▸ Requirement
Every line of the data that includes "arvindk" should be copied out.
Listed records START
PR #1145, opened 2026-06-29
SRVKP-12532: CVE skill enhancement by preserving yarn.lock during analysis and adding npm ls evidence

ankrsinha:
## Summary
Improve CVE skill accuracy by preserving the committed lockfile during analysis and capturing full dependency evidence.

### Skill (SKILL.md)

- Phase 2a clean install: Changed from **`rm -rf node_modules yarn.lock`** to `rm -rf node_modules dist`  - analysis now runs against the exact dependency versions committed on the branch, preventing false positives from fresh re-resolution
- Resolution strategy: Lockfile regeneration (`rm -rf node_modules yarn.lock && yarn install`) now only happens after explicitly applying resolutions to `package.json`
- Evidence reference: Updated comment templates to reference both `yarnWhyRaw` and `npmLsRaw` fields

### Analysis script (`analyze-deps.ts`)

- Added npmLsRaw field to the script output capturing `npm ls --all <pkg>` output
- Jira comments now include both `yarn why` and `npm` ls evidence instead of only `yarn why`

## Why
Previously the skill removed `yarn.lock` before analysis, which caused Yarn to re-resolve all dependencies from scratch. This could report a CVE as already-remediated when the committed lockfile still pinned the vulnerable version. Additionally, Jira comments only included `yarn why` output, missing the full dependency tree from `npm ls`.

Assisted-by: Claude 4.6 high

### DIFF
--- a/scripts/fix-cves/analyze-deps.ts
+++ b/scripts/fix-cves/analyze-deps.ts
@@ -30,11 +30,15 @@ interface AnalysisResult {
     | 'triage-needed';
   reason: string;
   yarnWhyRaw: string;
+  npmLsRaw: string;
+  /** Per-major-version resolution map, e.g. {"pkg@^2.0.0": "2.5.6", "pkg@^4.0.0": "4.0.6"} */
+  resolutionEntries: Record<string, string>;
 }
 
 interface CLIArgs {
   package: string;
   fixedVersion: string;
+  fixedVersions: string[];
 }
 
 // ---------------------------------------------------------------------------
@@ -65,15 +69,15 @@ function runCmd(cmd: string, args: string[]): string {
 function parseArgs(): CLIArgs {
   const args = process.argv.slice(2);
   let pkg = '';
-  let fixedVersion = '';
+  let fixedVersionRaw = '';
   for (let i = 0; i < args.length; i++) {
     if (args[i] === '--package' && args[i + 1]) pkg = args[++i];
     else if (args[i] === '--fixed-version' && args[i + 1])
-      fixedVersion = args[++i];
+      fixedVersionRaw = args[++i];
   }
-  if (!pkg || !fixedVersion) {
+  if (!pkg || !fixedVersionRaw) {
     console.error(
-      'Usage: analyze-deps.ts --package <name> --fixed-version <ver>',
+      'Usage: analyze-deps.ts --package <name> --fixed-version <ver>[,<ver>,...]',
     );
     process.exit(1);
   }
@@ -81,11 +85,14 @@ function parseArgs(): CLIArgs {
     console.error(`Invalid package name: ${pkg}`);
     process.exit(1);
   }
-  if (!semver.valid(fixedVersion)) {
-    console.error(`Invalid semver version: ${fixedVersion}`);
-    process.exit(1);
+  const fixedVersions = fixedVersionRaw.split(',').map((v) => v.trim());
+  for (const v of fixedVersions) {
+    if (!semver.valid(v)) {
+      console.error(`Invalid semver version: ${v}`);
+      process.exit(1);
+    }
   }
-  return { package: pkg, fixedVersion };
+  return { package: pkg, fixedVersion: fixedVersions[0], fixedVersions };
 }
 
 /**
@@ -148,11 +155,7 @@ function getAllInstalledVersions(pkg: string): string[] {
   return [...versions];
 }
 
-function findVersions(
-  node: any,
-  pkg: string,
-  versions: Set<string>,
-): void {
+function findVersions(node: any, pkg: string, versions: Set<string>): void {
   if (!node || typeof node !== 'object') return;
   if (node.dependencies) {
     for (const [name, dep] of Object.entries<any>(node.dependencies)) {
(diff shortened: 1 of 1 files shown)


anwesha-palit-redhat (commented):
my comment is related to the previous PR https://github.com/openshift-pipelines/console-plugin/pull/1136 so you can add your changes in the current one

we are setting an allowlist there, but never unsetting it, other than manually unsetting the allowlist everytime, is there a command that we can add in the script, which will add the required `npx... etc` when we are using the CVE agent and reset it when we are done ?

ankrsinha:
> my comment is related to the previous PR #1136 so you can add your changes in the current one
> 
> we are setting an allowlist there, but never unsetting it, other than manually unsetting the allowlist everytime, is there a command that we can add in the script, which will add the required `npx... etc` when we are using the CVE agent and reset it when we are done ?

@anwesha-palit-redhat The settings like command allowlist can only be managed through Cursor Settings UI and there is no config file or API that a script can use to modify them. So it is not possible to add this setting and unsetting in the script according to me.

anwesha-palit-redhat:
> > my comment is related to the previous PR #1136 so you can add your changes in the current one
> > we are setting an allowlist there, but never unsetting it, other than manually unsetting the allowlist everytime, is there a command that we can add in the script, which will add the required `npx... etc` when we are using the CVE agent and reset it when we are done ?
> 
> @anwesha-palit-redhat The settings like command allowlist can only be managed through Cursor Settings UI and there is no config file or API that a script can use to modify them. So it is not possible to add this setting and unsetting in the script according to me.

in that case we can prompt the user to approve commands on every use as it would be a much cleaner model

ankrsinha:
> > > my comment is related to the previous PR #1136 so you can add your changes in the current one
> > > we are setting an allowlist there, but never unsetting it, other than manually unsetting the allowlist everytime, is there a command that we can add in the script, which will add the required `npx... etc` when we are using the CVE agent and reset it when we are done ?
> > 
> > 
> > @anwesha-palit-redhat The settings like command allowlist can only be managed through Cursor Settings UI and there is no config file or API that a script can use to modify them. So it is not possible to add this setting and unsetting in the script according to me.
> 
> in that case we can prompt the user to approve commands on every use as it would be a much cleaner model

@anwesha-palit-redhat Yes we can do that, so shall i just update the PR desc of #1136 , since no changes required in this PR for this case ?

anwesha-palit-redhat:
> > > > my comment is related to the previous PR #1136 so you can add your changes in the current one
> > > > we are setting an allowlist there, but never unsetting it, other than manually unsetting the allowlist everytime, is there a command that we can add in the script, which will add the required `npx... etc` when we are using the CVE agent and reset it when we are done ?
> > > 
> > > 
> > > @anwesha-palit-redhat The settings like command allowlist can only be managed through Cursor Settings UI and there is no config file or API that a script can use to modify them. So it is not possible to add this setting and unsetting in the script according to me.
> > 
> > 
> > in that case we can prompt the user to approve commands on every use as it would be a much cleaner model
> 
> @anwesha-palit-redhat Yes we can do that, so shall i just update the PR desc of #1136 , since no changes required in this PR for this case ?

yes please

ankrsinha:
> > > > > my comment is related to the previous PR #1136 so you can add your changes in the current one
> > > > > we are setting an allowlist there, but never unsetting it, other than manually unsetting the allowlist everytime, is there a command that we can add in the script, which will add the required `npx... etc` when we are using the CVE agent and reset it when we are done ?
> > > > 
> > > > 
> > > > @anwesha-palit-redhat The settings like command allowlist can only be managed through Cursor Settings UI and there is no config file or API that a script can use to modify them. So it is not possible to add this setting and unsetting in the script according to me.
> > > 
> > > 
> > > in that case we can prompt the user to approve commands on every use as it would be a much cleaner model
> > 
> > 
> > @anwesha-palit-redhat Yes we can do that, so shall i just update the PR desc of #1136 , since no changes required in this PR for this case ?
> 
> yes please

Done!

scripts/fix-cves/analyze-deps.ts
arvindk-softwaredev, line 409: can we have a condition to add `resolutions` for all the major versions where the CVE is affected

as per [this](https://redhat.atlassian.net/browse/SRVKP-12507) CVE, `form-data` is fixed in 2.5.6, 3.0.5, and 4.0.6 and the release-v1.22.2 branch was having affected versions 2.5.5 and 4.0.4

refer the resolutions added for similar CVE with immutable.js [here](https://github.com/openshift-pipelines/console-plugin/blob/6d5de9be11ae473e07d34e35f38026b5a0a1cbb5/package.json#L192-L193)


**affected versions in release-v1.22.2** 

Image

**commit created by the skill**
Image

ankrsinha: @arvindk-softwaredev @anwesha-palit-redhat I have made the required changes for supporting multiple major fix versions.

anwesha-palit-redhat (approved):
/lgtm

arvindk-softwaredev (approved):
/lgtm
Listed records END
▸ Answer section
arvindk-softwaredev, line 409: can we have a condition to add `resolutions` for all the major versions where the CVE is affected
ankrsinha: @arvindk-softwaredev @anwesha-palit-redhat I have made the required changes for supporting multiple major fix versions.
arvindk-softwaredev (approved):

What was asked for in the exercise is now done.